There is a line that Nick Jonas says in his song 'A little bit longer' which he wrote about his diagnosis with type one diabetes; he says "You don't know what you've got until it's gone" and it's true. You don't know that you have health until it's gone. In saying that people don't know I mean it as in, it is definitely something that is taken for granted unless you have had an illness or have an illness. For me, what I had was a fully functioning pancreas; what I now know to be a very important organ and I don't have that any more. It's amazing how much our bodies work round the clock to keep us healthy; it's like a machine. Machines get oiled regularly so that they continue to work, and perhaps a mechanic would take this oil for granted- as long as it's keeping his machine healthy and he has it on hand, then it's fine; but then if that oil spills and it's gone; then suddenly it's worth becomes so much more...he realises just how much his machine needed that oil. And I think that insulin is a little bit like the oil for our bodies; it's one of those things that once it's no longer produced...you realise how much you need it. Type one diabetes has taught me not to take health for granted, but what I have also learnt is to appreciate the health that I still have and type one diabetes makes me work very hard to preserve that.

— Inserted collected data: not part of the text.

PR #309, opened 2022-09-01
[REFACTOR] Try with resource refactoring in database actions

patkenneally:
* **Tickets addressed:** Try-with-resource refactoring in database actions
* **Review:** By commit  

## Description
In the interest of hunting down places where we could be leaking resources, I did a pass (guided by a set of SonarLint results) over the database actions package. I also did a number of simple clean ups in the first set of commits. The first six commits are light clean up, and the last two commits contain the try-with-resources changes. Eager to hear where I may have gotten it wrong/there are better options. 

## Verification
Test suites (unit and e2e) were run. Also deployed, upload mission model, create plan, run sim, check constraints.

## Documentation
No new documentation needed and no changes needed.

## Future work
None

### DIFF
--- a/merlin-server/src/main/java/gov/nasa/jpl/aerie/merlin/server/remotes/postgres/CreateSimulationDatasetAction.java
+++ b/merlin-server/src/main/java/gov/nasa/jpl/aerie/merlin/server/remotes/postgres/CreateSimulationDatasetAction.java
@@ -44,33 +44,34 @@ import static gov.nasa.jpl.aerie.merlin.protocol.types.Duration.MICROSECONDS;
     PreparedStatements.setTimestamp(this.statement, 2, simulationStart);
     PreparedStatements.setTimestamp(this.statement, 3, planStart);
 
-    final var results = this.statement.executeQuery();
-    if (!results.next()) throw new FailedInsertException("simulation_dataset");
-    final Status status;
-    try {
-      status = Status.fromString(results.getString(2));
-    } catch (final Status.InvalidSimulationStatusException ex) {
-      throw new Error("Simulation Dataset initialized with invalid state.");
+    try (final var results = this.statement.executeQuery()) {
+      if (!results.next()) throw new FailedInsertException("simulation_dataset");
+      final Status status;
+      try {
+        status = Status.fromString(results.getString(2));
+      } catch (final Status.InvalidSimulationStatusException ex) {
+        throw new Error("Simulation Dataset initialized with invalid state.");
+      }
+
+      final var datasetId = results.getLong(1);
+      final var reason = results.getString(3);
+
+      final var state = new SimulationStateRecord(
+          status,
+          reason);
+      final var canceled = results.getBoolean(4);
+
+      final var simulationDatasetId = results.getLong(5);
+
+      return new SimulationDatasetRecord(
+          simulationId,
+          datasetId,
+          state,
+          canceled,
+          offsetFromPlanStart,
+          simulationDatasetId
+      );
     }
-
-    final var datasetId = results.getLong(1);
-    final var reason = results.getString(3);
-
-    final var state = new SimulationStateRecord(
-        status,
-        reason);
-    final var canceled = results.getBoolean(4);
-
-    final var simulationDatasetId = results.getLong(5);
-
-    return new SimulationDatasetRecord(
-        simulationId,
-        datasetId,
-        state,
-        canceled,
-        offsetFromPlanStart,
-        simulationDatasetId
-    );
   }
 
   @Override
--- a/merlin-server/src/main/java/gov/nasa/jpl/aerie/merlin/server/remotes/postgres/EventGraphUnflattener.java
+++ b/merlin-server/src/main/java/gov/nasa/jpl/aerie/merlin/server/remotes/postgres/EventGraphUnflattener.java
@@ -69,7 +69,7 @@ public final class EventGraphUnflattener {
           self.children.put(tag.index(), Trie.of(tag.suffix(), event));
         }
       } else {
-        throw new IllegalArgumentException("Unexpected variant %s of type $s".formatted(this, Trie.class));
+        throw new IllegalArgumentException("Unexpected variant %s of type %s".formatted(this, Trie.class));
       }
     }
 
@@ -83,7 +83,7 @@ public final class EventGraphUnflattener {
         }
         return graph;
       } else {
-        throw new IllegalArgumentException("Unexpected variant %s of type $s".formatted(this, Trie.class));
+        throw new IllegalArgumentException("Unexpected variant %s of type %s".formatted(this, Trie.class));
       }
     }
 
@@ -97,7 +97,7 @@ public final class EventGraphUnflattener {
         }
         return graph;
       } else {
-        throw new IllegalArgumentException("Unexpected variant %s of type $s".formatted(this, Trie.class));
+        throw new IllegalArgumentException("Unexpected variant %s of type %s".formatted(this, Trie.class));
       }
     }
 
--- a/merlin-server/src/main/java/gov/nasa/jpl/aerie/merlin/server/remotes/postgres/EventGraphUnflattener.java
+++ b/merlin-server/src/main/java/gov/nasa/jpl/aerie/merlin/server/remotes/postgres/EventGraphUnflattener.java
@@ -3,7 +3,6 @@ package gov.nasa.jpl.aerie.merlin.server.remotes.postgres;
 import gov.nasa.jpl.aerie.merlin.driver.timeline.EventGraph;
 import org.apache.commons.lang3.tuple.Pair;
 
-import java.util.Comparator;
 import java.util.List;
 import java.util.Map;
 import java.util.Objects;
--- a/merlin-server/src/main/java/gov/nasa/jpl/aerie/merlin/server/remotes/postgres/GetActivityDirectivesAction.java
+++ b/merlin-server/src/main/java/gov/nasa/jpl/aerie/merlin/server/remotes/postgres/GetActivityDirectivesAction.java
@@ -50,12 +50,14 @@ import static gov.nasa.jpl.aerie.merlin.server.remotes.postgres.PostgresParsers.
   }
 
   private Map<String, SerializedValue> parseActivityArguments(final Reader stream) {
-    final var json = Json.createReader(stream).readValue();
-    return activityArgumentsP
-        .parse(json)
-        .getSuccessOrThrow(
-            failureReason -> new Error("Corrupt activity arguments cannot be parsed: " + failureReason.reason())
-        );
+    try(final var reader = Json.createReader(stream)) {
+      final var json = reader.readValue();
+      return activityArgumentsP
+          .parse(json)
+          .getSuccessOrThrow(
+              failureReason -> new Error("Corrupt activity arguments cannot be parsed: " + failureReason.reason())
+          );
+    }
   }
 
   @Override
--- a/merlin-server/src/main/java/gov/nasa/jpl/aerie/merlin/server/remotes/postgres/GetActivityDirectivesAction.java
+++ b/merlin-server/src/main/java/gov/nasa/jpl/aerie/merlin/server/remotes/postgres/GetActivityDirectivesAction.java
@@ -1,18 +1,19 @@
 package gov.nasa.jpl.aerie.merlin.server.remotes.postgres;
 
-import gov.nasa.jpl.aerie.merlin.protocol.types.SerializedValue;
+import gov.nasa.jpl.aerie.json.JsonParseResult;
+import gov.nasa.jpl.aerie.json.JsonParser;
 import org.intellij.lang.annotations.Language;
 
 import javax.json.Json;
-import java.io.Reader;
 import java.sql.Connection;
 import java.sql.PreparedStatement;
+import java.sql.ResultSet;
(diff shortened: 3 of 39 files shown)


merlin-server/src/main/java/gov/nasa/jpl/aerie/merlin/server/remotes/postgres/EventGraphUnflattener.java
```diff
@@ -69,7 +69,7 @@ default void add(Optional<Tag> tag$, T event) throws CollisionException {
           self.children.put(tag.index(), Trie.of(tag.suffix(), event));
         }
       } else {
-        throw new IllegalArgumentException("Unexpected variant %s of type $s".formatted(this, Trie.class));
+        throw new IllegalArgumentException("Unexpected variant %s of type %s".formatted(this, Trie.class));
```
Twisol, line 72: Oops. IntelliJ even linted this as a problem. Sorry.

merlin-server/src/main/java/gov/nasa/jpl/aerie/merlin/server/remotes/postgres/GetActivityDirectivesAction.java
```diff
@@ -50,12 +50,14 @@ public List<ActivityInstanceRecord> get(final long planId) throws SQLException {
   }
 
   private Map<String, SerializedValue> parseActivityArguments(final Reader stream) {
-    final var json = Json.createReader(stream).readValue();
-    return activityArgumentsP
-        .parse(json)
-        .getSuccessOrThrow(
-            failureReason -> new Error("Corrupt activity arguments cannot be parsed: " + failureReason.reason())
-        );
+    try(final var reader = Json.createReader(stream)) {
```
Twisol: According to the JSON-P Javadocs for [`JsonReader#close`](https://javadoc.io/static/javax.json/javax.json-api/1.1.4/javax/json/JsonReader.html#close--),

> This method closes the underlying input source.

The underlying input source here is the `stream` argument, which comes from the caller. Although this is a private helper method, it still feels weird to construct part of the reader pipeline at the caller and part of it here, and then take ownership of the whole thing to close it here.

I'd actually suggest changing the signature of `parseActivityArguments` to `(ResultSet results, String key)`, and moving the `getCharacterStream` call inside this method.

```java
private static Map<String, SerializedValue>
parseActivityArguments(final ResultSet results, final String column) throws SQLException {
  try (final var reader = Json.createReader(results.getCharacterStream(column))) {
    // ...
  }
}
```

Twisol: For bonus points, we can generalize what `parseActivityArguments` is doing into a general-purpose helper (like those on `PreparedStatements`) for reading structured data out of a JSON column.

```java
private static <V> JsonParseResult<V>
getJsonColumn(final ResultSet results, final String column, final JsonParser<V> parser) throws SQLException {
  try (final var reader = Json.createReader(results.getCharacterStream(column))) {
    return parser.parse(reader.readValue());
  }
}
```

Usage:

```java
        activities.add(new ActivityInstanceRecord(
            results.getLong("id"),
            results.getString("type"),
            results.getLong("start_offset_in_micros"),
            getJsonColumn(results, "arguments", activityArgumentsP)
                .getSuccessOrThrow($ -> new Error("Corrupt activity arguments cannot be parsed: " + $.reason()))
        ));
```

This has the extra features of (a) consolidating this pattern of resource handling into one consistent place, and (b) moving the error message into the more domain-relevant block of code.

merlin-server/src/main/java/gov/nasa/jpl/aerie/merlin/server/remotes/postgres/GetActivityTypesAction.java
```diff
@@ -58,40 +58,49 @@ public List<ActivityType> get(final long missionModelId) throws SQLException {
...
-            failureReason -> new Error("Corrupt activity type parameters cannot be parsed: " + failureReason.reason())
-        );
-    return parametersMap
-        .entrySet()
-        .stream()
-        .map(entry -> new ParameterRecord(entry.getKey(), entry.getValue().getKey(), entry.getValue().getValue()))
-        .sorted(Comparator.comparingInt(ParameterRecord::order))
-        .map(record -> new Parameter(record.name(), record.schema()))
-        .toList();
+    try(final var reader = Json.createReader(stream)) {
```
Twisol: Same recommendation for this file as for the other file. In particular, if we have the generic `getJsonColumn` I mentioned, all three of these helper methods can go away / be inlined into the call site:

```java
        activityTypes.add(new ActivityType(
            results.getString("name"),
            getJsonColumn(results, "parameters", parameterRecordP)
                .getSuccessOrThrow($ -> new Error("Corrupt activity type parameters cannot be parsed: " + $.reason()))
                .entrySet()
                .stream()
                .map(entry -> new ParameterRecord(entry.getKey(), entry.getValue().getKey(), entry.getValue().getValue()))
                .sorted(Comparator.comparingInt(ParameterRecord::order))
                .map(record -> new Parameter(record.name(), record.schema()))
                .toList(),
            getJsonColumn(results, "required_parameters", listP(stringP))
                .getSuccessOrThrow($ -> new Error("Corrupt activity type required parameters cannot be parsed: " + $.reason())),
            getJsonColumn(results, "computed_attributes_value_schema", valueSchemaP)
                .getSuccessOrThrow($ -> new Error("Corrupt activity type computed attribute schema cannot be parsed: " + $.reason()))
        ));
```

Only the `parameterRecordP` needs to be defined as a static field on the class.

```java
  private static final JsonParser<Map<String, Pair<Integer, ValueSchema>>> parameterRecordP =
      mapP(
          productP
              .field("order", intP)
              .field("schema", valueSchemaP));
```

merlin-server/src/main/java/gov/nasa/jpl/aerie/merlin/server/remotes/postgres/PostgresPlanRepository.java
```diff
@@ -326,8 +327,8 @@ private static PlanDatasetRecord associatePlanWithDataset(
   private static <T> T parseJson(final String subject, final JsonParser<T> parser)
   throws InvalidJsonException, InvalidEntityException
   {
-    try {
-      final var requestJson = Json.createReader(new StringReader(subject)).readValue();
+    try (JsonReader reader = Json.createReader(new StringReader(subject))) {
```
Twisol, line 330: I think this is actually a no-op, as `JsonReader` simply closes the underlying reader, here a `StringReader`, which itself has an essentially no-op `close` operation.

merlin-server/src/main/java/gov/nasa/jpl/aerie/merlin/server/remotes/postgres/CreateSimulationDatasetAction.java
```diff
@@ -44,33 +44,34 @@ public SimulationDatasetRecord apply(
...
 
-    final var results = this.statement.executeQuery();
-    if (!results.next()) throw new FailedInsertException("simulation_dataset");
-    final Status status;
-    try {
-      status = Status.fromString(results.getString(2));
-    } catch (final Status.InvalidSimulationStatusException ex) {
-      throw new Error("Simulation Dataset initialized with invalid state.");
-    }
+    try(final var results = this.statement.executeQuery()) {
```
Twisol: This change is fine, but note from the `ResultSet` javadocs:

> A ResultSet object is automatically closed when the Statement object that generated it is closed, re-executed, or used to retrieve the next result from a sequence of multiple results.

So this is at worst a *bounded* leak, since the next call to `apply` will automatically release the previously-generated `ResultSet`.

merlin-server/src/main/java/gov/nasa/jpl/aerie/merlin/server/remotes/postgres/GetSimulationTopicsAction.java
```diff
@@ -35,25 +35,25 @@ public List<Triple<Integer, String, ValueSchema>> get(
...
-          )
-      );
+    try (final var resultSet = this.statement.executeQuery()) {
+      final var topics = new ArrayList<Triple<Integer, String, ValueSchema>>();
+      while (resultSet.next()) {
+        topics.add(
+            Triple.of(
+                resultSet.getInt(1),
+                resultSet.getString(2),
+                parseValueSchema(resultSet.getString(3))
```
Twisol: This action doesn't follow the pattern established by all of the other actions, which use `getCharacterStream` instead of `getString`. I know it's not the fault of this PR, but I'd recommend changing this to use `getCharacterStream` in line with everything else.

Twisol (approved):
Looks great! I have a few comments that go a bit beyond the leak-fixing purpose of this PR, but since we're in the area, it might be good to make some minor tweaks in aid of the next dev to come by this code.

merlin-server/src/main/java/gov/nasa/jpl/aerie/merlin/server/remotes/postgres/GetActivityDirectivesAction.java
patkenneally: Voodoo. Done.

merlin-server/src/main/java/gov/nasa/jpl/aerie/merlin/server/remotes/postgres/GetActivityTypesAction.java
patkenneally: Done

merlin-server/src/main/java/gov/nasa/jpl/aerie/merlin/server/remotes/postgres/GetActivityDirectivesAction.java
Twisol: From judo to voodoo... 👀

merlin-server/src/main/java/gov/nasa/jpl/aerie/merlin/server/remotes/postgres/GetProfileSegmentsAction.java
```diff
@@ -67,12 +67,14 @@ public <Dynamics> List<Pair<Duration, Dynamics>> get(
   }
 
   private <Dynamics> Dynamics parseDynamics(final Reader jsonStream, final JsonParser<Dynamics> dynamicsP) {
-    final var json = Json.createReader(jsonStream).readValue();
-    return dynamicsP
-        .parse(json)
-        .getSuccessOrThrow(
-            failureReason -> new Error(
-                "Corrupt profile dynamics: " + failureReason.reason()));
+    try(final var reader = Json.createReader(jsonStream)) {
```
Twisol: FWIW, there are a few other places in 07b414e35fae1d0baf2edd44ff17240adfe7f3ec that my earlier comment on closing a received reader applies to, and they would all benefit from the new `getJsonColumn`. I could comment on each if you like, but they're all visible at that commit.

Twisol:
@patkenneally, your commits are not associated with your GitHub username. You should double-check that the email you use with Git (`git config --global user.email`) is associated to your GitHub account.

merlin-server/src/main/java/gov/nasa/jpl/aerie/merlin/server/remotes/postgres/GetProfileSegmentsAction.java
patkenneally: True. Thank you 🙏 . Change made.

merlin-server/src/main/java/gov/nasa/jpl/aerie/merlin/server/remotes/postgres/GetSimulationTopicsAction.java
patkenneally: Made redundant by refactoring with the new getJsonColumn method you suggested.

Twisol: 🚀

merlin-server/src/main/java/gov/nasa/jpl/aerie/merlin/server/remotes/postgres/CreateSimulationDatasetAction.java
patkenneally: Astute. Happy to undo if we think there's value in say readability or something like that.

Twisol: No, I think this is fine. More noting that, if you're looking for leaks that eventually lead to destabilization of the system, this probably isn't one. But it's good to address anyway.

patkenneally: 👍

pcrosemurgy (approved):
Thanks Pat! These changes look sane.

Some `try` statements need a space between the `try` and leading `(`. Ugly one-liner to fix this if you don't mind:
```
egrep -rn . -e ' try\(' --include \*.java -l | xargs perl -pi -e 's/try\(/try \(/g'
```

patkenneally:
Thank you @pcrosemurgy ! Also thank you for the clever snippet there!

My life as a type one diabetic hangs in the balance, but I try not to focus on it too much. When I do focus on it I understand, I understand why but I wish I didn't understand why and I wish my life didn't depend on a careful balance of insulin dosages and blood sugar levels; but it does. However what I try to focus more on is the positive; the positive side being that my life could be worse. And that despite lacking in a major hormone that absence threatens all the organs in my body every day- I still focus on the health that I still have and the health that I work very hard every single day to try to keep.

I just typed that last sentence and literally just thought, I'm sixteen years old and I have an incurable disease, that has and will continue to teach me life lessons, on top of the ones that I have and continue to learn from my parents and those that I will generally learn as I get older. It's crazy that I'm so young and probably know more about being appreciative of life than most adults, because my life is in my own hands every day and I have to work so hard to make sure I don't drop it, unfortunately that is the reality of type one diabetes but like I always say; my life isn't all about type one diabetes and I work hard for a life that isn't affected by type one diabetes; I work hard and fight type one for a healthy life.